Work item | The whole of the data is to be reproduced exactly.

Given data |
──────────

PR #291, opened 2021-09-20
DDP-6651 Date filtering on participant list fields

zyme:
The backend was not recognizing `ADDITIONALVALUE` fields, resulting in them being passed through to elastic instead of queried directly in the database.  The fix here was to pass through the `parent` name from the frontend through to the filter parsing, and then use this to recognize that a field should be queried from within the database.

──────────

Finished task |
PR #291, opened 2021-09-20
DDP-6651 Date filtering on participant list fields

zyme:
The backend was not recognizing `ADDITIONALVALUE` fields, resulting in them being passed through to elastic instead of queried directly in the database.  The fix here was to pass through the `parent` name from the frontend through to the filter parsing, and then use this to recognize that a field should be queried from within the database.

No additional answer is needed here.